Nothing in the records may change. Output them all exactly.
━━━━━━━━━━━━━━━━━━━━
PR #334, opened 2015-07-29
Fix Error_on_warning in yara-python

frbapolkosnik:
Without this patch it was impossible to supress error on warning in python because it was set before the check, and nothing was done to unset it.

### DIFF
--- a/yara-python/yara-python.c
+++ b/yara-python/yara-python.c
@@ -1481,8 +1481,6 @@ static PyObject* yara_compile(
     if (error != ERROR_SUCCESS)
       return handle_error(error, NULL);
 
-    yr_compiler_set_callback(compiler, raise_exception_on_error, NULL);
-
     if (error_on_warning != NULL)
     {
       if (PyBool_Check(error_on_warning))


frbapolkosnik:
Thanks for pointing that out, I misread the code, a bit. Nevertheless
[code]
 try:
                rules = yara.compile(source=data)
            except yara.SyntaxError:
                message = "Not a valid yara rules file: %s" % sigfile
[/code]
throws an exception on a ruleset that produces only warnings when compiled with yarac.

When I changed the code to:
[code]
rules = yara.compile(source=data,error_on_warning=True )
[/code]
Throws:
WarningError: Using deprecated "entrypoint" keyword. Use the "entry_point" function from PE module instead.

plusvic:
I'm trying to reproduce the issue you mentioned, but everything works fine for me:

```
data = 'rule test { strings: $a = "dummy" condition: $a at entrypoint }'
rules = yara.compile(source=data)
```

In this case I got no exceptions, even if the rule raises a warning.

```
data = 'rule test { strings: $a = "dummy" condition: $a at entrypoint }'
rules = yara.compile(source=data, error_on_warning=True)
Traceback (most recent call last):
  File "<stdin>", line 1, in <module>
yara.WarningError: Using deprecated "entrypoint" keyword. Use the "entry_point" function from PE module instead.
```

In this other case I got the exception as expected. Can you share the rules causing the issue? Maybe it's caused by another kind of warning.

frbapolkosnik:
I mistakenly thought that it was an yara-python issue. Thank you for all your great work!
━━━━━━━━━━━━━━━━━━━━
> **FINISHED TASK**:
PR #334, opened 2015-07-29
Fix Error_on_warning in yara-python

frbapolkosnik:
Without this patch it was impossible to supress error on warning in python because it was set before the check, and nothing was done to unset it.

### DIFF
--- a/yara-python/yara-python.c
+++ b/yara-python/yara-python.c
@@ -1481,8 +1481,6 @@ static PyObject* yara_compile(
     if (error != ERROR_SUCCESS)
       return handle_error(error, NULL);
 
-    yr_compiler_set_callback(compiler, raise_exception_on_error, NULL);
-
     if (error_on_warning != NULL)
     {
       if (PyBool_Check(error_on_warning))


frbapolkosnik:
Thanks for pointing that out, I misread the code, a bit. Nevertheless
[code]
 try:
                rules = yara.compile(source=data)
            except yara.SyntaxError:
                message = "Not a valid yara rules file: %s" % sigfile
[/code]
throws an exception on a ruleset that produces only warnings when compiled with yarac.

When I changed the code to:
[code]
rules = yara.compile(source=data,error_on_warning=True )
[/code]
Throws:
WarningError: Using deprecated "entrypoint" keyword. Use the "entry_point" function from PE module instead.

plusvic:
I'm trying to reproduce the issue you mentioned, but everything works fine for me:

```
data = 'rule test { strings: $a = "dummy" condition: $a at entrypoint }'
rules = yara.compile(source=data)
```

In this case I got no exceptions, even if the rule raises a warning.

```
data = 'rule test { strings: $a = "dummy" condition: $a at entrypoint }'
rules = yara.compile(source=data, error_on_warning=True)
Traceback (most recent call last):
  File "<stdin>", line 1, in <module>
yara.WarningError: Using deprecated "entrypoint" keyword. Use the "entry_point" function from PE module instead.
```

In this other case I got the exception as expected. Can you share the rules causing the issue? Maybe it's caused by another kind of warning.

frbapolkosnik:
I mistakenly thought that it was an yara-python issue. Thank you for all your great work!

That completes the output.